# Hacks for the rest of them?



## InspectorGadget (Feb 22, 2002)

FYI, I hack my TiVos, and those of my friends. I've got web servers running on them, etc.

However, the company I work for wants to make an application for the TiVo that goes beyond the simple HME platform, though we will use HME as the front-end. We would like to use the TiVo Linux resources to do some things for our application. It currently runs on Linux servers, and we're trying to source a set-top box platform cheap enough to make it commercially viable.

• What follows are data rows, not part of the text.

PR #335, opened 2024-06-11
Bump hex_core to v0.10.1

starbelly:
Updates to the latest hex_core. Oddly enough, a spec in hex_core that has never caused problems before caused problems today. The spec is here : https://github.com/hexpm/hex_core/blob/8a53ac8eddaf425cd70a41ae9279318063c01e67/src/hex_api_release.erl#L19 

Not sure why now, but I'll open an issue in relevant places to sort it out.


paulo-ferraz-oliveira:
> a spec in hex_core that has never caused problems

The last CI I see for this is 8 months old. 24.3.4.17 is 2 months old. Might it be Erlang/OTP that changed something that caused that issue?

**Edit**: maybe it'd also be a nice time to include 26 and 27 in CI? (if you prefer, though, I can do a separate pr for that); and potentially, while we're at it, `actions/checkout` to v4, as well as `codecov/codecov-action` to v4, and also `rebar3` to 3.23.0; yeah, I'll do a separate pull request for this. --> https://github.com/erlef/rebar3_hex/pull/336

rebar.config
```diff
@@ -11,13 +11,13 @@
...
 
-{deps, [{hex_core, "0.8.4"}, {verl, "1.1.1"}]}.
+{deps, [{hex_core, "0.10.1"}, {verl, "1.1.1"}]}.
 
 {profiles, [
     {test, [
         {extra_src_dirs, ["test/support"]},
         {overrides, [{override, rebar3,[{deps, [{erlware_commons, "1.3.1"}]}]}]},
-        {deps, [{hex_core, "0.8.4"},
+        {deps, [{hex_core, "0.10.1"},
```
paulo-ferraz-oliveira, line 20: I'd get rid of this one. Doesn't `rebar3` just accumulate deps in profiles (i.e. concatenate them with whatever's in the "default" profile)?

paulo-ferraz-oliveira:
@starbelly, I'm also gonna remove `-dialyzer` directives from this repo. and fix the issues as I go along (**edit**: https://github.com/erlef/rebar3_hex/pull/338). Some of them might come from `hex_core` (at least one spec. is wrong) and I'll post a version in a pull request that uses another `hex_core` I'll pull request to fix 😄 --> https://github.com/hexpm/hex_core/pull/148

rebar.config
starbelly: I suspect this was put in play to test a different version from what rebar3 had, but in rebar3 it is now vendored.

ferd: Agreed, this should be possible to take out.

ferd (approved):

paulo-ferraz-oliveira (approved):
Maybe you'll want to remove `hex_core` from the `test` profile, but let that not affect merging+moving on. 👍

paulo-ferraz-oliveira:
Once this one's merged I'll go ahead and rebase the others.

starbelly:
> Maybe you'll want to remove `hex_core` from the `test` profile, but let that not affect merging+moving on. 👍

Yes, let's get this merged and open up a tidy PR as a follow on, we also should modify CI to test on OTP 26/27 and stop testing 24.

paulo-ferraz-oliveira:
Good stuff. I already have a couple PRs lined up. I didn't remove '25' from tests, since "current-2" seems to be acceptable for OTP versions under test. At the same time, though, in one of the PRs, I did remove `hex_core` from the `test` profile, as cleanup. 😄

It would be so perfect if we could get our scripts onto the TiVo. Yes, we are doing this as a matter of course in development, but we're at a loss for how to commercialize it: Mere mortals would have to be able to install it somehow.

Any ideas?


----------



## cheer (Nov 13, 2005)

Not offhand...and just an FYI, the Tivos have very little CPU power so hopefully your app isn't too taxing. I mean, we're talking *very little* CPU power.


----------



## InspectorGadget (Feb 22, 2002)

Hmmm, how little CPU power? Got any sense, even gut-level sense, of comparison to PC CPU classes (PI, PIII, P4, etc.)?

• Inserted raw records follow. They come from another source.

PR #105, opened 2019-02-19
Fixups for publishing, config, and repo commands

starbelly:
- change instances of repos_key to repo_key (typo)
  - write repo_key to config vs auth_key. auth_key is an implementation detail of the mix hex client. 
  - Use the org name vs full repo name when generating a repo key
  - Honor the -r flag in the publish command

PR #338, opened 2024-06-12
Fixes for Dialyzer

paulo-ferraz-oliveira:
I start by removing all `-dialyzer` directives and then issuing fixes for the found issues.

I'll add self-review comments where appropriate, to ease review.


paulo-ferraz-oliveira:
> `===> Error in dialyzing apps: Unknown dialyzer warning option: no_unknown`

This is a bummer: I'ma fix CI so it only runs Dialyzer on a specific OTP version.

.github/workflows/ci.yml
```diff
@@ -13,8 +13,20 @@ jobs:
     runs-on: ubuntu-latest
     strategy:
       matrix:
-        otp: ['24', '25']
-        rebar3: ['3.16.1']
+        include:
+          - otp: 27
+            os: ubuntu-24.04
+            rebar3: 3.23
+            dialyzer: true
```
paulo-ferraz-oliveira, line 20: Lemme know if this is acceptable. The reason for this exception is that with e.g. OTP 25 Dialyzer fails by not knowing option `no_unknown`.

rebar.config
```diff
@@ -9,9 +9,9 @@
     {platform_define, "^[2-9]", 'POST_OTP_18'}
 ]}.
 
-{project_plugins, [covertool, rebar3_ex_doc, {rebar3_hank, "~> 0.3.0"}]}.
+{project_plugins, [covertool, rebar3_ex_doc, {rebar3_hank, "1.4.0"}]}.
```
paulo-ferraz-oliveira: This is already proposed in another pull request that'll hopefully get merged before this one. Without this bump `katana-code` compilation fails on directive processing.

rebar.config
```diff
@@ -9,9 +9,9 @@
...
 
-{deps, [{hex_core, "0.8.4"}, {verl, "1.1.1"}]}.
+{deps, [{hex_core, {git, "https://github.com/paulo-ferraz-oliveira/hex_core", {branch, "fix/spec"}}}, {verl, "1.1.1"}]}.
```
paulo-ferraz-oliveira: This is obviously just to show that with this we have ✅  CI. I don't expect to keep this change and/or maintain that branch 😄

src/rebar3_hex_client.erl
```diff
@@ -96,8 +96,8 @@ delete_docs(Config, Name, Version) ->
     response(Res).
 
 retire(Config, Package, Version, Reason, Message) -> 
-    Msg = #{<<"reason">> => Reason,
-            <<"message">> => Message
+    Msg = #{reason => Reason,
+            message => Message
```
paulo-ferraz-oliveira: Maybe this wasn't throwing an exception / Dialyzer issue because somehow the keys are coerced into atoms/binaries remotely, but this is the way the spec is telling it should be.

src/rebar3_hex_organization.erl
```diff
@@ -213,20 +213,20 @@ format_error({get_repo_by_name, {error,{not_valid_repo,ParentName}}}) ->
...
         case proplists:get_value(key, Opts, undefined) of
             undefined ->
-                Config = rebar3_hex_config:get_hex_config(?MODULE, ParentRepo, write),
+                Config = rebar3_hex_config:get_hex_config(?MODULE, ParentRepo0, write),
                 Config1 = Config#{api_organization => OrgName},
                 KeyName = proplists:get_value(key_name, Opts, rebar3_hex_config:repos_key_name()),
                 generate_key(Config1, KeyName, default_perms(OrgName));
             ProvidedKey ->
                 TestPerms = #{domain => <<"repository">>, resource => OrgName},
+                ParentRepo = maps:without([name], ParentRepo0),
```
paulo-ferraz-oliveira: The spec doesn't mention name, and I'm also not sure why it's there, but it is used internally, by `rebar3_hex` though. Making this call fixes the Dialyzer issue and gets us closer to the current spec.

src/rebar3_hex_publish.erl
```diff
@@ -416,6 +414,7 @@ publish_package(State, Repo, App, Args) ->
                     rebar_api:info("--dry-run enabled : will not publish package.", []),
                     {ok, State};
                 _ ->
+                    Repo = maps:without([name], Repo0),
```
paulo-ferraz-oliveira: The reason for this change was already pointed out above.

src/rebar3_hex_retire.erl
```diff
@@ -126,8 +126,8 @@ format_error(Reason) ->
 
 retire(State, PkgName, Version, Repo, RetireReason, RetireMessage) ->
     HexConfig = rebar3_hex_config:get_hex_config(?MODULE, Repo, write),
-    Msg = #{<<"reason">> => RetireReason,
-                <<"message">> => RetireMessage},
+    Msg = #{reason => RetireReason,
+            message => RetireMessage},
```
paulo-ferraz-oliveira: The reason for this change was already pointed out above.

src/rebar3_hex_organization.erl
paulo-ferraz-oliveira: I don't know if it's preferable to keep as-was (but not respecting the spec.) or to use some other key where `name` is used...

rebar.config
paulo-ferraz-oliveira: `hex_core` 0.10.2 is out, so I've imported it here, instead of this workaround.

.github/workflows/ci.yml
starbelly: I think it's absolutely fine. There's no need to check specs on everything ;)

src/rebar3_hex_client.erl
starbelly: It doesn't work for some reason, I did an integration test locally using hexpm from main. 

Calling on @wojtekmach for clarity, maybe I was holding it wrong? I can try again.

paulo-ferraz-oliveira: Ah, then the problem might be that the specs are incorrect, in which case the code was Ok. (and not under some coercion as I'd initially thought)

paulo-ferraz-oliveira: @starbelly, might this also indicate we're missing an important test somewhere?

starbelly: @paulo-ferraz-oliveira We'd have to have a full blown integration test, which is doable.

paulo-ferraz-oliveira: I'm Ok with identifying it as an issue and postponing it, though 😉

paulo-ferraz-oliveira: Yeah, so I peaked further and it appears (as you noticed) that `hexpm` requires that as a string. The spec says `atom` which is incorrect.

I see several solutions, among which:

- drop the fine-grained spec (because you can't spec-ify a map's binary keys)
- accept atoms and convert them to binaries
- add a `-dialyzer` directive (dirtier) and move on

src/rebar3_hex_organization.erl
paulo-ferraz-oliveira: @starbelly, do you know where `name` comes from? Is it potentially just a quick local hack? Are you Ok with the current solution of removing it to obey the spec?

starbelly: `name` comes from repo config. Example : 

```
hex, [{doc, ex_doc},
        {repos, [
                #{
                    name => <<"hexpm:myrepo">>,
                    api_url => <<"http://localhost:4000/api">>,
                    repo_url => <<"http://localhost:4000">>,
                    repo_verify => false,
                    repo_verify_origin => false
                },
                #{
                    name => <<"hexpm">>,
                    api_url => <<"http://localhost:4000/api">>,
                    repo_url => <<"http://localhost:4000">>,
                    repo_verify => false,
                    repo_verify_origin => false
                }]}]}.
```

paulo-ferraz-oliveira: Hm... so should it be a key in the map spec? Or why is the code working if I remove it (assuming it's tested, but probably it's not 😢)

starbelly: Well, it definitely works, I use it :) It is tested as part of the "integration" test suite as well. I suppose an interesting question, is why you expect it to fail? Perhaps you are thinking dialyzer should catch this?

paulo-ferraz-oliveira: > Well, it definitely works, I use it :)

I meant "I removed it, and it seems to 1. stop Dialyzer complaining, 2. not stop tests" (which is what I was referring to with the coverage part of my comment).

paulo-ferraz-oliveira: > why you expect it to fail?

If it's there (prior to this pull request) I'd expect it to fail if I removed it and it was required. Dialyzer complaining does not mean it's not working, it just means there's either a wrong spec or a wrong call...

paulo-ferraz-oliveira: > Perhaps you are thinking dialyzer should catch this?

Dialyzer definitely catches that we're calling a function with a map containing a key named `name` when it's not expected, but that doesn't mean there's an error, so I'm leaning toward an incomplete spec.

paulo-ferraz-oliveira: In summary: [in `hex_core`](https://github.com/hexpm/hex_core/blob/main/src/hex_core.erl#L90) the key appears to be named `repo_name` (not `name`), and it seems used [here](https://github.com/hexpm/hex_core/blob/main/src/hex_repo.erl#L197), but it's also possible that code is not used, and the name is always returned by the previous line of code.

paulo-ferraz-oliveira: Since this started to feel familiar, and went to search the code then the Git history, and I seem to have [made a similar change in the past](https://github.com/erlef/rebar3_hex/pull/229/files#diff-f91a12f48327c7c0b04d92bc558861bb13dbdbcff61f9f72f45c47ed2e8f8c1aR119), that got accepted and is in tag-released code. Should I create a function that identifies the goal of removing the key and use it in the existing places and the new places I just tweaked?

Also, is it possible we're using that key internally (`rebar3_hex` only) and not in `hex_core` since 1. there's working code without it, 2. Dialyzer complains, 3. tests don't fail without it... (?)

starbelly: Ahh I see, apologies, I should have been more clear. It is indeed internal to rebar3 and rebar3_hex, hex_core doesn't care about that key. Since the call would succeed, at the time it was deemed pragmatic vs trying to remove all keys that are not in `hex_core:config/0` for the sake of doing so.

paulo-ferraz-oliveira: Yeah, that's when I think by default Dialyzer should not care about extra keys in maps, but I can see benefits in both sides of the question.

paulo-ferraz-oliveira: `hex_core` has `repo_name`. Do you think it's retro-fittable, in that case? Stop using `name` and using `repo_name`?

src/rebar3_hex_client.erl
starbelly: Opened issue : https://github.com/hexpm/hex_core/issues/149

paulo-ferraz-oliveira: Opened pr 😄: https://github.com/hexpm/hex_core/pull/150

src/rebar3_hex_organization.erl
paulo-ferraz-oliveira: I've updated the current code (it seems `name` goes into `rebar3` which makes it more difficult to just use expected `repo_name`) by concentrating it in a single module: [src/rebar3_hex_client.erl](https://github.com/erlef/rebar3_hex/pull/338/files#diff-d27dd061e87ebcd5b13f06bad04d32afd9e3351ccbc771abab65d9e63de828c0).

starbelly: I did a bit of digging, if for nothing more than a stroll down memory lane :) Prior to 2019 there was no `repo_name`, anywhere, `name` was the cool kid on the block! :p  hex_core added `repo_name` in https://github.com/hexpm/hex_core/pull/48 . Likewise, this [https://github.com/erlang/rebar3/pull/1996] adjusted rebar to be compat with hex_core 0.4.0 and finally the first mention of repo_name in rebar3_hex is [here](https://github.com/erlef/rebar3_hex/pull/105). 

I think this was to disambiguate the parent (repository) from the child (org). 

And yes, I don't we can just stop using name. It's a worthy discussion to be had outside the scope of this PR though!

paulo-ferraz-oliveira: Got it. Lemme know if you prefer to ignore the Dialyzer, or keep the implementation I'm suggesting... (with the small wrapper function)

src/rebar3_hex_client.erl
paulo-ferraz-oliveira: I think now the "bug" boils down to what's more important (and that's probably interpreted differently by different people):

* is it the spec that's Ok and we should adapt the code (as per the pull request)
* is it the code that's Ok and we should adapt the spec (in which case it'll be less readable)

I personally think it doesn't hurt to support both the binary `rebar3_hex` is sending while making the public intention the atom and then manipulating the input inside the lib.

starbelly: I think that would be ok. Similar to what Eric stated on hex_core discussion, it is a bit more to maintain. By no means a heavy lift ever, but still, there is that. 

I suppose atm, we're waiting for your PR to get merged and new release of hex_core to be cut.

paulo-ferraz-oliveira: Yeah, I rebased over the main branch, and reversed this particular change (reason/message) so as soon as a new `hex_core` gets cut we can update here, then merge.

paulo-ferraz-oliveira: Resolve'ing, as this brings nothing new.

src/rebar3_hex_retire.erl
paulo-ferraz-oliveira: This is now outdated.

paulo-ferraz-oliveira:
CI's failing while we wait for an `hex_core` release. Then we update `rebar.config`+`rebar.lock` and retry 😄

paulo-ferraz-oliveira:
@starbelly, this is good to go. No more `-dialyzer` exceptions 😄

starbelly (approved):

Our app wouldn't be very taxing in the best cases, but there are options in our Linux servers to transcode media formats and it sounds like this would be oppressive in the TiVo...


----------



## cheer (Nov 13, 2005)

Transcoding video would be horrid. It's hard to give you an exact parallel, but think slow PII (233 MHz or thereabouts).


----------



## InspectorGadget (Feb 22, 2002)

Thanks for the info.

No, actually, it would be just transcoding audio, but it still sounds like somewhat of a struggle.


----------



## ForrestB (Apr 8, 2004)

A quick Google search found that:

Series 1 Tivo's have a 50 MHz PowerPC processor and 16 MB of RAM
Series 2 Tivo's have a 200 MHz MIPS processor and 32 MB of RAM


----------



## BTUx9 (Nov 13, 2003)

actually, only the s1sa's have 16mb... s1 dtivos have 32mb and s2 tivos (both) have 48mb.

IIRC, the PPC for series 1 runs closer to 66 MHz, but I'm not sure of that.

The 200Mhz on the MIPS processor is a bit misleading, because it's RISC + no FPU (so a 200Mhz pentium would most likely blow it away in most applications)


----------



## cheer (Nov 13, 2005)

BTUx9 said:


> actually, only the s1sa's have 16mb... s1 dtivos have 32mb and s2 tivos (both) have 48mb.
> 
> IIRC, the PPC for series 1 runs closer to 66 MHz, but I'm not sure of that.
> 
> The 200Mhz on the MIPS processor is a bit misleading, because it's RISC + no FPU (so a 200Mhz pentium would most likely blow it away in most applications)


Kind of depends...in many ways RISC (if the support software is written correctly) can absolutely outperform CISC, which is why the industry was so enamored with RISC for so long.

But yeah, the lack of an FPU is a serious handicap.

I honestly would advise against using the Tivo for anything other than...well, being a Tivo. It's got enough CPU for that (barely...esp. on the HR10-250), along with dedicated hardware to do things like encoding (on the standalones) and whatnot.

I tend to be minimalist in my hacks...I run TWP, mfs_ftp, and very little else. NCID but not as server -- the server is running on a PC. Anything that might impact the Tivo's ability to be a Tivo is something I am not interested in.


----------



## JamieP (Aug 3, 2004)

BTUx9 said:


> actually, only the s1sa's have 16mb... s1 dtivos have 32mb and s2 tivos (both) have 48mb.


sas2's have 32MB of memory, s2 dtivos have 64MB, hdtivos: 128MB. reference



> ...
> The 200Mhz on the MIPS processor is a bit misleading, because it's RISC + no FPU (so a 200Mhz pentium would most likely blow it away in most applications)


The NEC VR5432 processors in the S2's have an integrated FPU. It was dropped in the series 2.5 when they moved to the broadcom "stb on a chip" processors.

The NEC data sheet specs the performance at 6.6 specint95 and 3.6 specfp95. You can compare this to other processors here and here.


----------